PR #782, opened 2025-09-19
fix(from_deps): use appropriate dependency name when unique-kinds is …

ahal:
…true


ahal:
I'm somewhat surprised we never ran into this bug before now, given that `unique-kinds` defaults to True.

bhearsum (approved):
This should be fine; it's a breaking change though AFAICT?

...

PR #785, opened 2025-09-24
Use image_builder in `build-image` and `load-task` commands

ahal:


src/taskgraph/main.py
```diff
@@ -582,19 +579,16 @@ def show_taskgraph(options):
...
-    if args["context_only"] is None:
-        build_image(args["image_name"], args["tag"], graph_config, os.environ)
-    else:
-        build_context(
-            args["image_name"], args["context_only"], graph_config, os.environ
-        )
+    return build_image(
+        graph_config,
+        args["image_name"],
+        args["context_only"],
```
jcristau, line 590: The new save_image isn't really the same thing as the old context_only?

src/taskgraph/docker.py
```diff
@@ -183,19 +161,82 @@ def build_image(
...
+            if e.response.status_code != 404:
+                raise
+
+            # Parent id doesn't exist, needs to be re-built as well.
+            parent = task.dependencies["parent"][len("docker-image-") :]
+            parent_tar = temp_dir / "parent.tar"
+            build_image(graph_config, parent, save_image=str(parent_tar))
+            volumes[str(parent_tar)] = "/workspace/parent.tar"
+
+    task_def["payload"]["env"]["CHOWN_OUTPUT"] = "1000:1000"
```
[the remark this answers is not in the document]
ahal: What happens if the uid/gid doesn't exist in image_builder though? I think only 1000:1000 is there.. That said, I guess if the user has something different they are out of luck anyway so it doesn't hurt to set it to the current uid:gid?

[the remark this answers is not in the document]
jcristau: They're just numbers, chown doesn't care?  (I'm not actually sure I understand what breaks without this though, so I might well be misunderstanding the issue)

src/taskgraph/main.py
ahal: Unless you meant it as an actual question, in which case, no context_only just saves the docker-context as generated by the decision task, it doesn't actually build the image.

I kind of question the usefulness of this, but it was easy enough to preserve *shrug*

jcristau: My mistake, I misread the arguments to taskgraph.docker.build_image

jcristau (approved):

• [Exercise] Among the entries above, the line containing "PR #782, opened 2025-09-19", the line containing "This should be", and all lines between them are to be restated word for word; nothing else belongs in the reply.

• [Solution]
PR #782, opened 2025-09-19
fix(from_deps): use appropriate dependency name when unique-kinds is …

ahal:
…true


ahal:
I'm somewhat surprised we never ran into this bug before now, given that `unique-kinds` defaults to True.

bhearsum (approved):
This should be fine; it's a breaking change though AFAICT?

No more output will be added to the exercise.